MRP integrates data from a variety of sources including inventory, production scheduling and bills of materials to calculate the most efficient and effective purchasing and shipping schedules for parts, components and subassemblies required to manufacture a product.

To ensure that an MRP system runs smoothly, it is important to avoid five major material requirements planning pitfalls:

  1. Inadequate Bill Of Materials

All production planning starts with a bill of materials – if that is wrong, virtually everything else affecting production will be wrong as well. The BOM drives operations, purchasing, manufacturing, and logistics – the data from a manufacturing BOM is used to inform ERP, MRP, and the manufacturing execution system (MES). The more complete and accurate a BOM, the better the decisions made regarding inventory levels, operational efficiency, and the most cost-effective and profitable way to get products to customers.

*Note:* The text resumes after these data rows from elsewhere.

PR #3060, opened 2025-04-22
Fix Unown X bug

Phoenix-Starlight:
When X-Ray was already equipped and Unown X casted, it would add the speed buff despite being already applied.

### DIFF
--- a/app/core/pokemon-entity.ts
+++ b/app/core/pokemon-entity.ts
@@ -620,8 +620,9 @@ export class PokemonEntity extends Schema implements IPokemonEntity {
     ) {
       return
     }
-    this.items.add(item)
-    this.simulation.applyItemEffect(this, item)
+    if (this.items.add(item)) {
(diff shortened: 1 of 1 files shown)


sylvainpolletvillard:
Set#add doesn't return a boolean, it returns the set itself

app/core/pokemon-entity.ts
```diff
@@ -620,8 +620,9 @@ export class PokemonEntity extends Schema implements IPokemonEntity {
     ) {
       return
     }
-    this.items.add(item)
-    this.simulation.applyItemEffect(this, item)
+    if (this.items.add(item)) {
```
sylvainpolletvillard, line 623:
```suggestion
    if (this.items.has(item) === false) {
        this.items.add(item)        
```

sylvainpolletvillard (changes requested):

PR #3061, opened 2025-04-23
fix devolution of archaludon

sylvainpolletvillard:
fix archaludon not devolving when removing an artificial item that is not a synergy item

it's still a very bug-prone mechanic, i dont like it


sylvainpolletvillard:
as you wish

PR #3084, opened 2025-04-28
redesigned HP / PP bars

WhatIsACore:
Currently, client-side pokemon HP / PP bars borrow their appearance and animations from the `progress-bar.tsx` component. This redesigns the HP / PP bars to have snappier animations, visual segmentation of every 20 HP, as well as combines them under a complete LifeBar class that manages both. Shields appear as white and add onto the HP bar with better visual logic now as well. The redundant `bar.ts` and `powerbar.ts` classes have been removed.

https://github.com/user-attachments/assets/fc3f637b-8c1a-4013-ade9-e77a785df9c6

The code pattern is slightly changed: instead of calling `pokemon.lifebar.setAmount` and `pokemon.powerbar.setAmount` methods separately, if for some reason there's a need to update the visual appearance of client-side health and pp bars it's changed to:

`pokemon.lifebar.setLife(x)`
`pokemon.lifebar.setMaxLife(x)`
`pokemon.lifebar.setPP(x)`
`pokemon.lifebar.setMaxPP(x)`

This doesn't affect any non-visual game logic and only interacts with the rest of the code at three points (where the pokemon, pokemon-avatar, and battle-manager initiate or update the healthbar components) where I've already swapped the methods out. The PP bar only appears if the pp or max pp are ever set, so avatars and pillars still have their PP bars hidden like before.


WhatIsACore:
I didn't consult with anyone before trying this so if this change isn't desired or is not welcome feel free to reject!

WhatIsACore:
Rewritten as a canvas implementation:

https://github.com/user-attachments/assets/29c9b571-0269-4b8e-bcb8-6265d89b548e

PR #3086, opened 2025-04-30
Hotifx Reaper Cloth doesn't allow abilities to crit

Exeatop:
https://discord.com/channels/737230355039387749/1367018879762698240

There is an edge case where if Reaper Cloth is removed but the holder was given a Leek it will still remove the ability to crit. I don't know how to handle that but also it might be ok to just not address as a very rare edge case.


sylvainpolletvillard:
Oopsie. Looks like reaper cloth effect code has disappeared during the v6 merge.

PR #3092, opened 2025-05-02
replace pastebin by approval system for bot managers

sylvainpolletvillard:
Because pastebin service was causing lots of issues for several months, i replaced it by an approval system

The idea is that every bot submitted is directly saved to database with an "approved" flag set to false. Then bot managers through the bot management panel can watch them and approve them. Once approved, they will be picked and visible for custom lobbies.

All the websocket transfer calls have been replaced by GET/POST/DELETE HTTP calls, more appropriate for this amount of data.

https://discord.com/channels/737230355039387749/1320052925174775868

❗ A db-command script has been added to set all existing bots approved flag to true. Optionnally, we can skip that script and let bot managers approve all the existing bots one by one


sylvainpolletvillard:
chrome_XF2Jk68DhL

PR #3093, opened 2025-05-02
Stat Application Refactor

Exeatop:
Refactor stat application methods (`PokemonEntity.add[stat]`) to route through `applyStat`.

This is needed to prevent logic duplication in my improvement project: allowing item and synergy stats to be calculated and displayed in the preparation phase. Has the added benefit of allowing individual stat application methods (see Melmetal).

### DIFF
--- a/app/core/abilities/abilities.ts
+++ b/app/core/abilities/abilities.ts
@@ -39,7 +39,7 @@ import {
   EvolutionTime
 } from "../../types/Config"
 import { Effect } from "../../types/enum/Effect"
-import { AttackType, Orientation, Team } from "../../types/enum/Game"
+import { AttackType, Orientation, Stat, Team } from "../../types/enum/Game"
 import { ArtificialItems, Berries, Item } from "../../types/enum/Item"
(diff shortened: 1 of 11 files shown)


sylvainpolletvillard:
I dont really understand the purpose of this, not sure what you have in mind for your "improvement project", but what does this applyStat function bring to the table ? Since the individual addDef/addLuck functions are still there and called

Exeatop:
The primary objective is to move the stat application logic to the `Pokemon` class, so that both `Pokemon` and `PokemonEntity` instances have access to it. In order for stat calculation to occur during the preparation phase, `Pokemon` instances need access to these methods which are otherwise unavailable to them. I imagine the remaining stats like crit chance, crit power, and shield will also exist on the `Pokemon` class in the future for the sake of display in the preparation phase. There is currently a problem with too many stats in the tooltip (hence why range isn’t on entity tooltips) but that can be addressed

sylvainpolletvillard:
You could have just kept the existing API to do that. Not sure a single method signature for all stat buffs/debuffs is appropriate

PR #3095, opened 2025-05-03
use addMaxHP instead of handleSpecialDamage for fillet away

WhatIsACore:
The fillet away ability currently works by setting Max HP to half, and then calculating lost life (if any), and then hitting itself with handleSpecialDamage using true damage. This is intended to clamp the current life, but creates a number of bugs:

- if user is enraged, or has boosts from terrain/sheer cold, it will deal extra damage to itself beyond the intended clamp
- if user has shield, it will hit the shield first, resulting in more current life than max HP
- if user is protected, it will not lose current life at all

using addMaxHP with a negative value avoids these bugs while taking advantage of the already existing clamping feature built into addMaxHP


sylvainpolletvillard:
That was my attempt to count the lost life in DPS report, but you're right, there's too many issues with this approach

2. Lack of understanding of planning fundamentals

Proper material requirements planning is a complex process that requires good analytical skills and strategic thinking. What is important to understand is that planning is a strategy and purchasing is a task. The individual in the planning role may not be familiar with the principles of supply and demand or know how to interpret the information coming out of the MRP system. This can be a major stumbling block for effective material requirements planning.

  1. Absence of Forecasting

An MRP planner must anticipate what the company will need to successfully manufacture and deliver products. The only way to do that is to have a forecasting mechanism and model. Without proper forecasting there is no planning. Material requirements planning becomes reactive instead of proactive – that’s not an MRP strategy, that’s simply purchasing.

  1. Treating suppliers as vendors, not partners

Our main suppliers are the initial key to effective material requirements planning. Without their cooperation, we will have no materials to make your products. It’s critical to involve our key suppliers in your MRP beyond simply sending them purchase orders. By developing a close relationship with them, we can have a better view of the supply chain and create supplier agreements that work well for both parties to ensure a ready supply of raw materials for production.

All these material requirements planning pitfalls highlight the need to establish good metrics and business analytics. Metrics enable you to measure planning accuracy and facilitate the continuous improvement critical to optimizing ERP and streamlining manufacturing operations.